Deep down, we're all the same
One of my co-workers was telling us in the staff-room about how her mother used to think it was a good thing that her and her siblings were regularly 'cleaned out' and she gave them some sort of liquid made of figs. They all stood in a queue and took their share -- only on a weekend, so as not to embarrass themselves at school. What is this? Suddenly my mad Black American father is a mad Scottish mother. At one point it was monthly doses of Ex-Lax to 'clean us out'. And we all stood in a line for it. Deep down, we're all the same: we want our children to be regular.
Tonight was Parents' Night, the dreaded evening. It was terrible, all the dancing about outside the classroom door, not wanting to go in, wishing they were sick, or looking for a way to break their leg or something, becoming ill with the idea of being in the hot seat -- and these were the parents and teachers.
Jequanti's parents were a particularly odd lot, a real-life Jack Sprat and wife. She was totally into what I was saying, nodding her head, repeating my words. He appeared as if he had eaten too much dinner or was in a particularly hot room and couldn't... keep his... eyes open... then startled, cos HE KNEW HE SHOULD. When he did manage to meet my eyes, his look let me know that he thought the whole thing was bullshit. Thankfully, I only had to talk for 10 minutes.
Jequanti is having trouble with sounds. Part of it might have to do with his odd pronunciation of words. He received speech therapy in kindergarten, but that was two years ago. Could he need more? I put the question back to the parents: what do you think? The wife turned to the husband, giving the pleading look a desperate wife gives a husband: "Yes, this is all bullshit. But could you please say something and not embarrass me so damn much?"
Sighing, Jequanti's father says, not very seriously, "Well, I would like it if he didn't watch so many cartoons." To which, she replied light-heartedly, "Well, fine. You can get rid of the TV tomorrow!" So I laugh appreciatively at this banter. And then there was silence. I wait for more of this banter, something in the vein of "Ha ha. I wish I could, but then you'd go mental if you missed Trisha!" But no. It all ended there.
As my brain is working into overdrive trying to figure out what happened, it dawned on me that this was no light-hearted banter. As I replayed the exchange, I could see that their words were said with underlying tension and bitterness. So what was my final tip-off that these were embittered, pissy people?
Well, it had to be when they stared each other down after their last words. He looked away, in defeat. And she sucked her teeth and cocked her head to the side. It was if I was suddendly transported back to the US to my little inter-city school and Jequanti's mum had become some big Black mama. "Oh, I know you did NOT, motherfucker! Call me out in FRONT of the teacher. You is TRIPPIN'!"

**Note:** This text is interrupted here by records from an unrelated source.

PR #496, opened 2021-06-03
Playlist updates

sbesson:
As discussed at this morning's call:

- adds the playlist with the Community Meeting introductions to Day 1
- adds the video count and the playlist length to the name field of the VideoObject (thanks to https://ytplaylist-len.herokuapp.com/)
- updates the `endDate` of the demos
- minor fixes (organizers' affiliations, preliminary -> final)

### DIFF
--- a/_data/ome2021.json
+++ b/_data/ome2021.json
@@ -96,7 +96,7 @@
       "workFeatured": [
         {
           "@type": "VideoObject",
-          "name": "Community Meeting Introductions",
+          "name": "Community Meeting Introductions (3 videos, playlist length: 16min)",
           "uploadDate": "2021-06-03",
           "description": "Introduction to the OME 2021 Community Meeting",
           "contentUrl": "https://www.youtube.com/playlist?list=PL-oOCWFUMH50iXx_0ERRt0URhnx14fMJ0",
@@ -105,7 +105,7 @@
         },
         {
           "@type": "VideoObject",
-          "name": "Demo Introductions",
+          "name": "Demo Introductions (2 videos, playlist length: 7min)",
           "uploadDate": "2021-05-28",
           "description": "Introduction to the demos of Day 1",
           "contentUrl": "https://www.youtube.com/playlist?list=PL-oOCWFUMH51ACy8QhTYc4ppaoICJQDU_",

Hmm. Guess who's going to be in therapy for years to come about his parents staying together when they clearly hated each other and stayed together for the sake of the kids? I guess, deep down, we're all the same: we've all got a little bit of Black inside of us, and in the right context, we WILL go ca-razy on yo' ass.
2 Comments:
Remember the sucking of teeth for Japanese means I want to tell the truth but it may cause you to not like me, so I say something neutral to save my butt (i.e., you say can you get this for me by Friday, he sucks and says I try--means no, but if I say yes and don't you will be mad, if I say no you will be mad, so I'll say "I try" and you go off happily thinking I said yes and won't be mad when you return and I don't have it cause I said I try.
Well you know what I mean by sucking teeth, like how Black folks do it. Ssssss, you is trippin'.